The evaluator implementation in Typescript , ./PasswordStrength.ts

import React, { useState, useEffect } from 'react';
 
interface PasswordEvaluation {
  score: number;
  strength: string;
  feedback: string[];
}
 
interface PasswordStrengthProps {
  password: string;
}
 
const PasswordStrength: React.FC<PasswordStrengthProps> = ({ password }) => {
  const [evaluation, setEvaluation] = useState<PasswordEvaluation>({ 
    score: 0, 
    strength: '', 
    feedback: [] 
  });
 
  useEffect(() => {
    setEvaluation(evaluatePassword(password));
  }, [password]);
 
  const evaluatePassword = (password: string): PasswordEvaluation => {
    const score = calculateScore(password);
    return {
      score,
      strength: getStrengthLabel(score),
      feedback: generateFeedback(password)
    };
  };
 
  const calculateScore = (password: string): number => {
    const wordCount = password.split(/[\s_-]+/).length;
    const wordScore = Math.min(wordCount * 20, 60);
    const lengthScore = Math.min(password.length * 2, 20);
    const complexityScore = [/[A-Z]/, /[a-z]/, /[0-9]/, /[^A-Za-z0-9]/]
      .filter(regex => regex.test(password))
      .length * 5;
 
    return Math.min(wordScore + lengthScore + complexityScore, 100);
  };
 
  const getStrengthLabel = (score: number): string => {
    const strengths = ['Very Weak', 'Weak', 'Moderate', 'Strong', 'Very Strong'];
    return strengths[Math.floor(score / 20)];
  };
 
  const generateFeedback = (password: string): string[] => {
    const checks = [
      { condition: password.split(/[\s_-]+/).length < 4, message: 'Consider using four or more words separated by spaces, underscores, or dashes.' },
      { condition: !/[A-Z]/.test(password), message: 'Add uppercase letters.' },
      { condition: !/[a-z]/.test(password), message: 'Add lowercase letters.' },
      { condition: !/[0-9]/.test(password), message: 'Add numbers.' },
      { condition: !/[^A-Za-z0-9]/.test(password), message: 'Add special characters.' }
    ];
 
    const feedback = checks
      .filter(({ condition }) => condition)
      .map(({ message }) => message);
 
    return feedback.length > 0 ? feedback : ['Great password!'];
  };
 
  const getColorClass = (score: number, isText: boolean = false): string => {
    const colors = ['red', 'orange', 'yellow', 'lime', 'green'];
    const index = Math.floor(score / 20);
    return `${isText ? 'text' : 'bg'}-${colors[index]}-500`;
  };
 
  return (
    <div className="password-strength">
      <div className="strength-meter flex">
        {[1, 2, 3, 4, 5].map((block) => (
          <div
            key={block}
            className={`w-5 h-2.5 ${block < 5 ? 'mr-0.5' : ''} ${getColorClass(evaluation.score)} transition-colors duration-300`}
          />
        ))}
      </div>
      <span className={`font-bold ${getColorClass(evaluation.score, true)}`}>
        {evaluation.strength}
      </span>
      <ul className="feedback-list">
        {evaluation.feedback.map((item, index) => (
          <li key={index}>{item}</li>
        ))}
      </ul>
    </div>
  );
};
 
export default PasswordStrength;

To use the evaluator, include it in a form element input component like so.

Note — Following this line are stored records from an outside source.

PR #1562, opened 2026-03-09
add: add back colour picker

### LINKED ISSUE #1558: Bring back color picker
In implementing AANTS, we removed the color picker in the section table component. Having spent some time with it, I'm noticing that because 1. the calendar events are not super readable and 2. there is no longer a color picker, it's harder for me to actually read the calendar because i can't built the mental association via color.

We should fix this somehow without regressing UI (which is particularly noticeable on mobile)

---
*Created by <@227113377145552896> (Kevin 💖) from #antalmanac-internal in Discord*
*[View in Discord](https://discord.com/channels/772739905981644850/1320360830251827272)*

vicksey:
## Summary
colour associativity is BACK 
image

## Issues

Closes #1558


KevinWu098:
Can we reduce layout shift? it's not a great UX if the trash button shifts when added/not-added. what if we brought back the original dropdown menu button which let people copy link and add to schedule?

apps/antalmanac/src/components/RightPane/SectionTable/SectionTableBody/SectionTableBodyCells/action-cell/DeleteAndNotifications.tsx
```diff
@@ -44,22 +44,40 @@ export const DeleteAndNotifications = memo(({ ...props }: DeleteAndNotifications
...
+            >
+                {initialized ? (
+                    <NotificationsMenu {...props} />
+                ) : (
+                    <IconButton disabled>
+                        <CircularProgress size={15} />
+                    </IconButton>
+                )}
+
+                <ColorPicker
```
alexespejo: I'm sure will deliberate with UI/UX but at least looking at the components: the padding is uneven across the three buttons I'm sure there's a way to orient the buttons cleanly and also reduce some of the space the column will take up

Image

Image

apps/antalmanac/src/components/RightPane/SectionTable/SectionTableBody/SectionTableBodyCells/action-cell/DeleteAndNotifications.tsx
```diff
@@ -44,22 +44,40 @@ export const DeleteAndNotifications = memo(({ ...props }: DeleteAndNotifications
...
-                <NotificationsMenu {...props} />
-            ) : (
-                <IconButton disabled>
-                    <CircularProgress size={15} />
-                </IconButton>
-            )}
+            <Box
+                sx={{
+                    display: 'flex',
+                    flexDirection: isMobile ? 'column' : 'row',
```
alexespejo: I would prob still fat finger the delete button 
Image

alexespejo (commented):
I like the idea. Kevin's #1592 PR adds back the color picker itself. But I can see this being a mobile related feature? But I know there's an argument about how knowing the color of a course is unnecessary to mobile users.

alexespejo (changes requested):
Based on recent conversations Kevin suggests making the color picker a clickable element that can still change the color. So all behavior should be the same. Maybe on hover the color picker will expand in width and you can click it. On mobile I think we've considered that users won't likely be interfacing with the color picker so it wouldn't be the biggest deal 

image

vicksey:
merged into #1585

PR #1565, opened 2026-03-10
feat: dev mode

### LINKED ISSUE #1545: RFC: DEV Mode in AntAlmanac
> thought: What if we expand this PR and create a "DEV mode" where we can basically hide special features like this behind a toggle. Power users can also use this feature if they really wanted to. 

_Originally posted by @alexespejo in https://github.com/icssc/AntAlmanac/pull/1460#pullrequestreview-3810825316_

However we decide to approach this, we could use a mechanism like this to create a suite of dev tools we can use in prod and development that we'd hide from users

xgraceyan:
## Summary
Based off #1460, adds a dev mode toggle (on for dev instance of AA by default). Moved import export schedules to be a feature of dev mode.
image

## Test Plan
- Ensure dev mode state persists in local storage
- Ensure import export schedules doesn't show when dev mode is disabled.

**For import/export**
1) Test with single schedule (signed in)
2) 1 but signed out 
3) Repeat 1 and 2 with combination of classes and custom events 
4) Repeat 1, 2, and 3 with schedule note 

## Issues

Closes #1545


alexespejo:
image

There seems to be some false validation for custom events and building

xgraceyan:
Custom events only need schedule and day as required fields right. CC @brelieu05 but I'm also happy to resolve

alexespejo:
@xgraceyan hows the fixes looking regarding the import/export feature

xgraceyan:
Lwk clocked out during spring break. Working on them now 🫡

alexespejo (changes requested):
Works. Change the primary blue color to match the new ones we have and I'll approve

alexespejo:
bump

alexespejo (approved):

PR #1571, opened 2026-03-16
Ignore Starting and Ending Whitespaces in Course Search

galacticaledge:
## Summary
Small Quality of Life (QoL) improvement that makes the course search ignore starting and ending whitespaces. This is to avoid situations where ` 36006`, for example, result in `No results found! Please try broadening your search.`


KevinWu098 (approved):
Nice, thanks for the contribution!

PR #1574, opened 2026-03-20
feat: remove unsaved actions

KevinWu098:
## Summary
Removes unsaved actions code path

## Issues

Closes #

### DIFF
--- a/apps/antalmanac/src/actions/ActionTypesStore.ts
+++ b/apps/antalmanac/src/actions/ActionTypesStore.ts
@@ -4,17 +4,10 @@ import { CustomEventId, RepeatingCustomEvent, ScheduleCourse } from '@packages/a
 
 import { autoSaveSchedule } from '$actions/AppStoreActions';
 import trpc from '$lib/api/trpc';
-import {
-    getLocalStorageAutoSave,
-    getLocalStorageUnsavedActions,
-    removeLocalStorageUnsavedActions,
-    setLocalStorageUnsavedActions,
-} from '$lib/localStorage';
+import { getLocalStorageAutoSave, removeLocalStorageUnsavedActions } from '$lib/localStorage';
 import AppStore from '$stores/AppStore';
 import { scheduleComponentsToggleStore } from '$stores/ScheduleComponentsToggleStore';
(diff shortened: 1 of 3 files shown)


apps/antalmanac/src/actions/ActionTypesStore.ts
```diff
@@ -113,20 +106,12 @@ export type ActionType =
...
-    }
-}
-
 class ActionTypesStore extends EventEmitter {
     constructor() {
         super();
     }
 
-    async autoSaveSchedule(action: ActionType) {
+    async autoSaveSchedule(_action: ActionType) {
```
alexespejo, line 114: _?

KevinWu098: field wasn't used anymore, but I didn't want to change the signature. `_` satisfies the linter

apps/antalmanac/src/actions/ActionTypesStore.ts
```diff
@@ -148,81 +133,11 @@ class ActionTypesStore extends EventEmitter {
...
-                if (unsavedActions.length > MAX_UNSAVED_ACTIONS) {
-                    unsavedActions = unsavedActions.slice(100);
-                }
-                unsavedActions.push(action);
-                setLocalStorageUnsavedActions(JSON.stringify(unsavedActions));
-            }
         }
     }
 
     async loadScheduleFromUnsavedActions() {
```
alexespejo: if we're removing unsaved changes we might as well get rid of any prior remnants

alexespejo (changes requested):
thought: maybe we could have our own dialog to warn users that they haven't saved their changes rather than using the built in `BeforeUnload` prompt? Not the biggest deal but I feel like people are pretty dismissive of these built in browser dialogs.

KevinWu098:
> thought: maybe we could have our own dialog to warn users that they haven't saved their changes rather than using the built in `BeforeUnload` prompt? Not the biggest deal but I feel like people are pretty dismissive of these built in browser dialogs. 

I'm amenable to this, but I'd rather not do this on this PR if possible 🥺

alexespejo (approved):
LGTM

import React, { useState } from 'react';
import PasswordStrength from './PasswordStrength';
 
const PasswordInput: React.FC = () => {
  const [password, setPassword] = useState<string>('');
 
  return (
    <div>
      <input
        type="password"
        value={password}
        onChange={(e: React.ChangeEvent<HTMLInputElement>) => setPassword(e.target.value)}
        className="w-full px-3 py-2 border border-gray-300 rounded-md focus:outline-none focus:ring-2 focus:ring-blue-500"
      />
      <PasswordStrength password={password} />
    </div>
  );
};
 
export default PasswordInput;

Are these examples the best code in the world? Na. But they are good illustrations of how it's pretty simple, with a tiny amount of code, to help your users find better passwords.

In a future article, I will explore how Rails 7.2 and maybe Rails 8 are improving simple credentials-based authentication.